Multi-start L-BFGS-B minimisation of the weighted negative log-likelihood:

\[ \mathcal{L} = \mathcal{L}_{\text{ratio}} + w_{\text{CA}} \cdot \mathcal{L}_{\text{CA125}} \]

where \( \mathcal{L}_{\text{ratio}} \) is a ratio-scale NLL with observation errors propagated to logit scale.


PDE model

The 1-D reaction–diffusion model adds spatial structure along a tumour axis \( x \in [0, L] \):

\[ \frac{\partial S}{\partial t} = D_S \frac{\partial^2 S}{\partial x^2} + a_S \, S \!\left(1 - \frac{N}{K}\right) - d_S \, u(t) \, S \]
\[ \frac{\partial R}{\partial t} = D_R \frac{\partial^2 R}{\partial x^2} + a_R \, R \!\left(1 - \frac{N}{K}\right) - d_R \, u(t) \, R \]

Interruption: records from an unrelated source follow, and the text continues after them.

PR #91, opened 2016-10-31
master

spencermcghin:


students/spencer_mcghin/session3/mailroom_new.py
```diff
@@ -1,7 +1,8 @@
 #!/usr/bin/env python3
 
-import numpy
+import numpy, collections
 
+from tabulate import tabulate
```
PythonCHB: nice find -- I'd never seen that.

students/spencer_mcghin/session3/mailroom_new.py
```diff
@@ -1,7 +1,8 @@
...
 
 """Dictionary of Donors and Amounts Donated"""
```
PythonCHB: better to use comments for things like that:

```
# Dictionary of Donors and Amounts Donated
```
keep the triple quoted strings for docstrings - right after function definitions, etc.

students/spencer_mcghin/session3/mailroom_new.py
```diff
@@ -59,15 +57,15 @@ def add_donor():
 # Add donation amount to new donor #
 
 def add_amount():
-    donors.update({# Variable : donation_amount})
+    donors.update({# Variable) : int(donation_amount)})
```
PythonCHB: this is currently a syntax error:

```
$ python3 mailroom_new.py 
  File "mailroom_new.py", line 64
    def check_donation():
      ^
SyntaxError: invalid syntax
```

students/spencer_mcghin/session3/mailroom_new.py
```diff
@@ -59,15 +57,15 @@ def add_donor():
...
 
 # Verify donation amount is an integer #
 
 def check_donation():
     while isinstance(donation_amount, int):
```
PythonCHB: it will never be an instance of int unless it successfully converted to int already.

now that you now Exceptions, better to do something like:

```
try:
    amount = float(input_amount):
except ValueError:
    print("not valid -- try again")
```

students/spencer_mcghin/session3/mailroom_new.py
```diff
@@ -87,35 +85,29 @@ def print_email():
...
-        totals_results.append((sum(donations)))
-
-# Print total number of donations #
-
-def print_num_donations():
-    num_results = []
+def report_data():
+    # establish separate dictionary objects #
+    results = collections.OrderedDict()
+    donor_dict = {"Donors": []}
```
PythonCHB: looking good.

students/spencer_mcghin/session3/mailroom_new.py
```diff
@@ -87,35 +85,29 @@ def print_email():
...
+        num_results["Number of Donations"].append(len(donations))
+        avg_results["Average Donation"].append(int(numpy.mean(donations)))
+    # combine dictionary objects into one for tabulate data input format #
+    results.update(donor_dict)
+    results.update(totals_dict)
+    results.update(num_results)
+    results.update(avg_results)
+    return results
+
+print(tabulate(report_data(), headers="keys", tablefmt="fancy_grid", numalign="center"))
```
PythonCHB: did this end up working out well?

students/spencer_mcghin/session4/Files_Lab.py
```diff
@@ -0,0 +1,26 @@
...
+def print_path():
+    for file in os.listdir(os.getcwd()):
+        print(os.path.abspath(file))
+
+# Read students file and generate languages list #
+
+def gen_lang():
+    doc = list(open('/Users/SMcGhin/Documents/IntroPython2016/Examples/Session01/students.txt', 'r'))
+    data = []
+    for line in doc[1:-1]:
```
PythonCHB: if you are going to loop thorugh the lines in a text file, easiest to do:

```
with open( .....) as doc:
    for line in doc:
        ....
```

If you need to skip the header, you can do a .readline() call before the the loop.

students/spencer_mcghin/session4/Files_Lab.py
```diff
@@ -0,0 +1,26 @@
...
+        students, languages = line.strip().split(':')
+        data.append(languages)
```
PythonCHB: you'll get a lot of repetition of languages -- how would you deal with that?

students/spencer_mcghin/session4/sherlock_trigram.py
```diff
@@ -0,0 +1,8 @@
+def trigram():
+    text = open('/Users/SMcGhin/Documents/IntroPython2016/students/spencer_mcghin/session4/sherlock_small.txt', 'r')
+    for words in text:
```
PythonCHB: when you loop this way, you get the file line by line.

so no point in splitting on a newline.

PR #92, opened 2016-11-01
working trigram

darrylsw:
working trigram homework
assorted lab assignments.


codedragon:
For your mailman project, it looks like you have chosen a list of lists for your data structure. 
What are the other structures you could have chosen? Would any of them simplified your code, especially to get rid of so many for loops through the data.

students/darrylsw/session04/kata.py
```diff
@@ -0,0 +1,92 @@
...
+				#print ("key: {} value: {}".format (key, line[0]))
+			else:
+				#print (line[i-1], line[i], line[i+1])
+				key = (line[i-1], line[i])
+				#print (key)
+				dict[key] = line[i+1]
+				#print ("key: {} value: {}".format (key, line[i+1]))
+		next2last = line[len(line)-2]
+		last = line[len(line)-1]
+	f.close()
```
codedragon: I would try to change this giant loop into smaller pieces. First pull the data from the file, and then parse. Your data is not actually dependent on the lines, and this seems to be making your parsing more complicated, so consider reading the file like this:
```
>>> with open('workfile', 'r') as f:
...     read_data = f.read().split()
```
This will close the file automatically after reading the data and putting the data into one list (gets rid of formatting like '\n'). Now you have the data, and can parse through to get your words.

students/darrylsw/session04/kata.py
```diff
@@ -0,0 +1,92 @@
...
+				#print (next2last, last, line[0])
+				key = (next2last, last)
+				dict[key] = line[0]
+				next2last = ""
+				#print ("key: {} value: {}".format (key, line[0]))
+			else:
+				#print (line[i-1], line[i], line[i+1])
+				key = (line[i-1], line[i])
+				#print (key)
+				dict[key] = line[i+1]
```
codedragon: What happens when you find a word pair a second time? Also, please do not use dict as a variable name, since that is a key word in python.

students/darrylsw/session04/kata.py
```diff
@@ -0,0 +1,92 @@
...
+		first = initial_key[0]
+		second = initial_key[1]
+		third = dict[initial_key]
+	
+		print ("{} {} {}".format(first, second, third), end=" ")
+		return (second, third)
+	else:
+		key = (first, second)
+		value = dict[key]
+		print ("value: ", value)
```
codedragon: Something must not be quite right with your dictionary or your method of calling it. You should not have keys with no value. When you are creating the dictionary, you should not be adding a key unless there is a word that follows the two words in the key in the original text. And since the dictionary values of any particular pair of words are words that follow that pair of words in the text, there will always be at least one other key that includes the last word of your previous key and one from the list of values from that key. The randomness comes from having a list of words that follow a particular pair (you can imagine 'and the' having many words that follow it in various places), and randomly choosing a word from that list for your new text.

students/darrylsw/session05/exceptions_lab.py
```diff
@@ -0,0 +1,32 @@
...
+		an_input = input (string)
+	except EOFError:
+		print ("received EOFError")
+		return None
+	except KeyboardInterrupt:
+		print ("received KeyboardInterrupt")
+		return None
+	else:
+		return an_input
+
```
codedragon: This is good! Did you know you could also do:
```
try:
    return input(string)
except
...
```
and eliminate the else? Good practice learning what the else does in this case, though.

PR #93, opened 2016-11-02
triagram_lab.py from Session04 and mailroom2.py from Session 05

nachiketgalande:
Finished the triagram lab from last week and added "safe_input" method to mailroom2.py


codedragon:
I made a bunch of comments, but this is very good work. :)

PR #94, opened 2016-11-02
Session 05

psbriant:
Exceptions Lab and Comprehensions Lab. Please take a look at everything except Trigrams. Maria has already provided feedback for Trigrams.


codedragon:
More good work Paul.

PR #95, opened 2016-11-03
Week 6 Assignments

jerbear4:


students/jbearer/session05/exception_lab.py
```diff
@@ -9,7 +9,8 @@ def wrapper():
     try:
         userInput = input('Enter ^C or ^D: ')
     except (KeyboardInterrupt, EOFError) as the_error:
-        print('\nNone')
+        return None
+    return userInput
 
-wrapper()
+print(wrapper())
```
codedragon: Oops, should have caught this earlier. If you are going to catch an exception, and not re-raise it, you should give feedback to your user (and usually log the exception). In this case, it is not so important, of course, but good habit to get into.

students/jbearer/session06/mailroom.py
```diff
@@ -0,0 +1,78 @@
...
+
+def proc_donation(d_name, donation):
+    if d_name in donor_list:
+        donor_list[d_name].append(donation)
+    elif d_name not in donor_list:
+        donor_list[d_name] = [donation]
+    print()
+    print('Thank you {} for your donation of ${}!!!'.format(d_name,donation))
+    print()
+
```
codedragon: You have quite a few functions that have printing in them. Try to separate the logic from the formatting. Iow, have functions that just doing logic, and functions that are just doing output. So, for example, in proc_donations, you could have it return the new donor_list and then it can call another function that does the actual printing. That way you can have a test that just makes sure that the donation is added to the list, and that your print function is called with the correct donation, without having to capture output to make sure something was actually printed, which is kind of a pain.

students/jbearer/session06/test_mailroom.py
```diff
@@ -0,0 +1,16 @@
...
+from mailroom import print_report, proc_donation, get_donation
+
+def test_print_report_1():
+    assert print_report() is None
+
+def test_proc_donation_1():
+    assert proc_donation('Fred', 269) is None
+
+def test_get_donation_1():
+    get_donation()
```
codedragon: Off to a good start on testing. The key to testing is to look at each function, and figure out what it is suppose to be doing. Then write a test that makes sure it is doing that thing. Sometimes you will discover that a function is doing multiple things, and often this means you should break it into a couple of functions, making it easier to read and test. Is the function of print_report really to return None? Print_report is really doing several things, so maybe it should be broken apart. The key things it is doing is creating sort_l, so maybe you should have a function that is just creating sort_l, and then you can run a test on it to make sure it has all of the donors you expect, starts with the correct donors (sorted correctly, includes columns expected, etc.) Then send this variable to a function that literally just prints stuff. Generally, we are much less concerned about testing formatting with unittests, as this is something that often just needs to be done visually. Let me know if this raises more questions than it answers...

with Neumann (zero-flux) boundary conditions:

\[ \frac{\partial S}{\partial x}\bigg|_{x=0,L} = 0, \quad \frac{\partial R}{\partial x}\bigg|_{x=0,L} = 0 \]

Spatial observation model

Observables are obtained by integrating across the spatial domain:

\[ \hat{\rho}(t) = \frac{\int_0^L R \, dx}{\int_0^L (S + R) \, dx} \]
\[ \widehat{\log \text{CA125}}(t) = \gamma \int_0^L (S + R) \, dx + c_0 \]

Numerical discretisation

The PDE is solved with operator splitting (Lie–Trotter):

  1. Reaction step — explicit Euler update for growth and death terms
  2. Diffusion step — implicit FEniCS/dolfinx FEM solve with PETSc backend

The linear systems for the diffusion step are cached (keyed on mesh geometry and time-step) to avoid repeated assembly across optimiser iterations.

Initial conditions

At \( t = 0 \) (first observation):

\[ S(x, 0) = S_0, \quad R(x, 0) = R_0 \]

where \( S_0, R_0 \) are uniform initial densities inferred from the first observed ratio and a patient-specific total burden estimate.


2-D mesh model

The mesh-view pipeline runs a 2-D variant on a unit-square FEniCS mesh for visualisation purposes. This does not produce fitted parameters but shows spatial resistance-zone formation and drug-efficacy gradients.

See tumorfits.meshview for implementation details.


Identifiability and sensitivity

Sobol first-order and total-order sensitivity indices are computed for both ODE and PDE parameter spaces using SALib. Run via tumorfits.identifiability.